After the liver finishes processing a drug, the kidneys take over. Their job is to filter the bloodstream and remove water-soluble metabolites so they can be excreted in the urine.
Kidney efficiency varies from person to person and can change with age, hydration, genetics, or medical conditions like hypertension and diabetes. When kidneys work efficiently, they clear metabolites at the expected rate. When they work more slowly, drug byproducts can build up, sometimes leading to toxic levels.
For certain medications, like antibiotics, pain relievers, or drugs for heart conditions, understanding kidney filtration rates is essential for safe dosing. This is why many prescriptions include recommended adjustments for people with reduced kidney function.
Once a drug enters the bloodstream, the heart and circulatory system act as the distribution network, delivering medication to organs, tissues, and cells.
Circulation doesn’t transform the drug, but it determines how efficiently the drug reaches its target. Variations in blood flow, heart function, and blood vessel health can shape how quickly or effectively medications spread throughout the body. In people with poor circulation or cardiovascular conditions, a standard dose may be slower to take effect or may concentrate differently in certain tissues.
These subtle differences in distribution help explain why a medication may feel powerful in one person and mild in another, even at the same dose.
A major piece of the puzzle is our DNA. Small genetic differences can affect the speed or strength of the enzymes and transporters that move drugs through the body.

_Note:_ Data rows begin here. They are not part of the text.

PR #1195, opened 2024-02-13
Another fix to `Wait Until Csv Is Ready` keyword

manosnoam:
Fixing the `oc wait` command that ended too soon for RHODS operator CSV verification in previous PR #1191 .

This is the output after the fix:
image


jstourac (approved):
Approving from mobile just to unblock us. I would rather welcome a simple revert and do a proper check tomorrow on PC.

Anyway, if this is tested properly, please go ahead.

jiridanek (approved):

PR #1203, opened 2024-02-15
Fix 'Clean All Models Of Current User' KW

manosnoam:
In case the current user does not have permissions to view other DS projects, then the Model Serving page does not include "select a project" link, which causes the 'Clean All Models Of Current User' KW to fail.

The fix includes:
- Skip cleanup if no Data Sciense projects exist
- 'Set Up Project' SETUP KW continues if cleanup failed
- 'Set Up Project' SETUP KW creates DS project only if doesn't exist yet

image

### DIFF
--- a/ods_ci/tests/Resources/Page/ODH/ODHDashboard/ODHModelServing.resource
+++ b/ods_ci/tests/Resources/Page/ODH/ODHDashboard/ODHModelServing.resource
@@ -527,18 +527,23 @@ Clean All Models Of Current User
     ...    controls how many retries are made.
     [Arguments]    ${retries}=5
     Open Model Serving Home Page
-    FOR    ${try}    IN RANGE    0    ${retries}
-        ${status}=    Run Keyword And Return Status    Page Should Contain    Select a project
-        IF    ${status}
-            Capture Page Screenshot
-            Click Button    Select a project
-            RETURN
-        ELSE
-            Clean Up Model Serving Page
-            Clean Up DSP Page
-            Open Model Serving Home Page
-            Reload Page
-            Sleep  5s
+    ${projects_empty}=    Run Keyword And Return Status    Page Should Contain    No data science projects
+    IF    ${projects_empty}
+        Log    No Data Sciense projects exist, skipping cleanup    console=True
+    ELSE
+        FOR    ${try}    IN RANGE    0    ${retries}
+            ${status}=    Run Keyword And Return Status    Page Should Contain    Select a project
+            IF    ${status}
+                Capture Page Screenshot
+                Click Button    Select a project
+                RETURN
+            ELSE
+                Clean Up Model Serving Page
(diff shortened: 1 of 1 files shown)


ods_ci/tests/Resources/Page/ODH/ODHDashboard/ODHModelServing.resource
```diff
@@ -547,11 +552,10 @@ Set Up Project
     ...                creates caikit runtime. This can be used as test setup
     [Arguments]    ${namespace}    ${single_prj}=${TRUE}    ${enable_metrics}=${FALSE}    ${dc_name}=kserve-connection
     IF    ${single_prj}
-        Clean All Models Of Current User
+        Run Keyword And Continue On Failure    Clean All Models Of Current User
     END
     Open Data Science Projects Home Page
-    Wait For RHODS Dashboard To Load    wait_for_cards=${FALSE}    expected_page=Data Science Projects
```
bdattoma, line 553: why?

manosnoam: Because that's what the KW docstring says:

> Set Up Project
>     [Documentation]    Creates the DS Project (if not exists)

FedeAlonso (approved):

ods_ci/tests/Resources/Page/ODH/ODHDashboard/ODHModelServing.resource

“Your DNA is like the operating manual for key enzymes and transport systems that control drug metabolism and clearance,” said Staples. “Small genetic differences can change how fast those pathways run, almost like turning the dial up or down on reaction speed.”
By sequencing DNA and studying how individuals metabolize medications, researchers can build clearer, more quantitative predictions about how someone might response, not just labels like “fast metabolizer,” but more personalized expectations across a spectrum.
In the Claw Lab, researchers are using machine learning models to combine genetic information with metabolism data. These models help identify signals that indicate whether a typical dose might be too high, too low, or require closer monitoring.
This work is especially focused on ensuring that precision medicine benefits communities historically left out of genetic research.
“A major goal is to translate complex genetics and metabolism signals into something clinicians can actually use by discovering actionable indications that a typical dose may overshoot, fall short, or require closer monitoring of the therapeutic window required for efficacy,” said Staples. “We want these tools to work for everyone, not just people of European ancestry, who are often overrepresented in genetic studies.”
One project examines pathways involved in nicotine metabolism, but the same approach can be used for many other medications. The aim is to turn complex data into clear, indicators that clinicians can use to personalize care.
As these models continue to evolve, the Claw Lab hope they will make it easier for healthcare providers to:
By bringing together genetics, metabolism, and advanced analytics, the Claw Lab is helping build a future where medication decisions are more precise and more equitable, ensuring people from all communities can benefit from the promise of personalized medicine.